Мы одолели три лестничных пролета по пути к их квартире. Мать Тины достала ключи и смогла отпереть три замка, не разбудив спящего ребенка. Я подумал, какая трудная жизнь у этой женщины, в одиночку растившей троих детей почти без денег, с эпизодической и часто утомительной работой, без поддержки других родственников. Я стоял на пороге с сумками в руках, не желая вторгаться в их жилье.

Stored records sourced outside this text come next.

PR #269, opened 2026-06-14
Fix dos by replacing np.traz to spicy.integrate.trapezoid for numpy > 2.4.

ZKC19940412:
This PR addresses the usage of np.trapz for dumpy > 2.4. It breaks the current dos routine silently (i.e. raising a warning during the kaldo simulation but does not break the whole run), yet no dos/pdos will be generated. Substitute from np.trapz to spicy.integrate.trapezoid works and generates proper dos/pdos.

## Summary by CodeRabbit

* **Refactor**
  * Improved the numerical integration used for phonon density of states (PDOS) normalization, switching to a trapezoidal integration approach for more reliable and consistent PDOS scaling.

### DIFF
--- a/kaldo/phonons.py
+++ b/kaldo/phonons.py
@@ -1328,8 +1328,7 @@ class Phonons(Storable):
                 for j in range(proj.shape[1]):
                     p_dos[ip, i] += np.sum(amp * proj[:, j, :] * physical_mode)
 
-            # TODO: np.trapz is deprecated in numpy 2.0+, but np.trapezoid does not exist before numpy 2.0. migrate it after this function gets removed. 
-            p_dos[ip] *= 3 * n_atoms / np.trapz(p_dos[ip], f_grid)
+            p_dos[ip] *= 3 * n_atoms / np.trapezoid(p_dos[ip], f_grid)
 
         return f_grid, p_dos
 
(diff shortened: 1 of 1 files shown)


higo02 (approved):
I think we had this issue before in an older version of kALDo, it was previously fixed and now it came back again.

Just tested this new branch from zekun and the DOS calculation runs okay, good to merge.

kaldo/phonons.py
```diff
@@ -1328,8 +1329,7 @@ def pdos(self, p_atoms=None, direction=None, bandwidth=0.05, n_points=200):
                 for j in range(proj.shape[1]):
                     p_dos[ip, i] += np.sum(amp * proj[:, j, :] * physical_mode)
 
-            # TODO: np.trapz is deprecated in numpy 2.0+, but np.trapezoid does not exist before numpy 2.0. migrate it after this function gets removed. 
-            p_dos[ip] *= 3 * n_atoms / np.trapz(p_dos[ip], f_grid)
+            p_dos[ip] *= 3 * n_atoms / trapezoid(p_dos[ip], f_grid)
```
gbarbalinardo, line 1332: Is there any similar method in Numpy?

ZKC19940412: There is np.trapz for old numpy and np.trapezoid for numpy 2.0+. No universal trapz method on numpy works for both old and new numpy.  Meanewhile, spicy.trapeziod works from old to new version.

gbarbalinardo (approved):
Thanks @ZKC19940412 . LGTM!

– Можете положить сумки на стол, – сказала Сара, проходя в заднюю часть однокомнатной квартиры, чтобы уложить ребенка на матрас у стены. Через два шага я оказался перед кухонным столом, положил сумки и обвел взглядом комнату. В ней был диван, развернутый к цветному телевизору, и маленький кофейный столик с чашками и грязными тарелками. На столе возле кухонного уголка лежал батон хлеба и банка арахисового масла. На полу был расстелен двойной матрас с подушками и аккуратно заправленными одеялами. Вокруг разбросана одежда вперемешку с газетами. На стене висела фотография Мартина Лютера Кинга-младшего, а по обе стороны от нее – яркие школьные портреты Тины и ее младшего брата. На другой стене висела немного помятая фотография Сары с младенцем на руках. В комнате было тепло.

– Еще раз спасибо, что подвезли нас, – смущенно сказала Сара, и я заверил ее, что это не составило труда. Выходя из квартиры, я сказал: «Увидимся на следующей неделе», и Тина помахала мне. Они с младшим братом разбирали купленные продукты.

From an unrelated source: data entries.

PR #272, opened 2026-07-06
Fix replica-order mismatch in the QE force-constant load path

gbarbalinardo:
read_second_order_qe_matrix returns replica axes (t1, t2, t3) which SecondOrder.load flattens in C order (t3 fastest), while the replica grid was declared grid_type=F (t1 fastest). Every force-constant block (t1, t2, t3) was therefore paired with replica vector (t3, t2, t1), which is equivalent to evaluating the dispersion at q with q1 and q3 permuted.

For cubic crystals the permutation is a symmetry operation, so the existing MgO/Si/Ge tests were blind to it. For anisotropic cells the dispersion is wrong everywhere off Gamma: wurtzite GaN had in-plane and out-of-plane branches swapped, with errors above 100 cm^-1 and unphysical degeneracy patterns (validated against QE matdyn.x running on the same espresso.ifc2).

Declare the replica grid C for the qe-* formats, in SecondOrder.load and in ThirdOrder.load. The two must change together: second and third order shared the mislabeling, and fixing only one breaks the joint consistency that the conductivity relies on (verified on the Si/Ge qe test suites).

The vasp-* formats are left exactly as on main: their loaders show the same C-data/F-grid pattern, but second and third order are jointly consistent, the cubic references only validate that joint behavior, and no hexagonal VASP-format validation data is in the test suite yet. Fixing that path is a separate follow-up; notes are left at both declaration sites.

Add a GaN wurtzite regression test with frequencies validated against QE matdyn.x on the same force constants (asr=simple): q-points on and off the c-axis plus the Gamma-A transverse degeneracy the ordering bug broke.

Known remaining issue, unchanged by this fix: both interpolation paths still deviate from matdyn by up to ~35 cm^-1 for hexagonal cells near the A point (replica-image assignment / Wigner-Seitz boundary weights); tracked separately.

## Summary by CodeRabbit

* **Bug Fixes**
  * Fixed Quantum ESPRESSO force-constant handling to preserve the expected tensor layout/axis ordering, improving phonon frequency consistency for QE-derived inputs.
  * Maintained consistent behavior for VASP/shengbte-related formats to avoid regressions.

* **Tests**
  * Added a regression test for wurtzite GaN phonon dispersion using Quantum ESPRESSO force constants (`qe-d3q`).
  * Validates frequencies at selected q-points against reference values and checks the expected transverse-acoustic mode degeneracy.


gbarbalinardo:
While working on the read-side fix here, I noticed the **write-side twin** of this same bug in `save_second_order_qe_matrix` (`kaldo/interfaces/shengbte_io.py:430`), which is not touched by this PR but is worth tracking:

```python
file.write('%4d %4d %4d' % (int(l_vec[2]), int(l_vec[1]), int(l_vec[2])))
```

The replica index is written as `(t3, t2, t3)`: the `t1` column is never emitted and `t3` is duplicated. So any `espresso.ifc2` written by kaldo has a corrupted replica index (correct only when `t1 == t3`, e.g. cubic supercells with equal dimensions), the write-side analogue of the read-side ordering mismatch fixed in this PR. It should read `(int(l_vec[0]), int(l_vec[1]), int(l_vec[2]))`.

There is also a likely related C/F-order question: the reader (`read_second_order_qe_matrix`) returns replica axes `(t1, t2, t3)` and callers now flatten them C-order (this PR), so the writer's `list_of_index` ordering should be checked against that same convention when this is fixed. Round-tripping a known `.fc` through save + load would be a good regression test.

Left out of this PR to keep it focused on the read path; opening a tracking issue.

gbarbalinardo:
Tracking issue for the deferred follow-ups (writer bug, VASP path, hex interpolation residual, NAC): #279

Эти дети были лучше воспитаны, чем многие, которых я видел в более комфортных жизненных обстоятельствах. Мне казалось, что жизнь вынудила их к этому.

Домой я возвращался через некоторые беднейшие районы Чикаго. Я снова чувствовал себя виноватым. Моя вина заключалась в удаче, возможностях, ресурсах и способностях, которыми я обладал. Она состояла в моих жалобах на слишком утомительную работу и на то, что я не получаю должного уважения за свои дела. Я знал гораздо больше Тины потому, что она выросла в мире, совершенно отличавшемся от моего. И это каким-то образом было связано с проблемами, которые привели ее ко мне. Я еще не мог точно сформулировать, но понимал, что мир, где росла и жила Тина, формировал ее эмоциональное, психическое, социальное и физическое здоровье.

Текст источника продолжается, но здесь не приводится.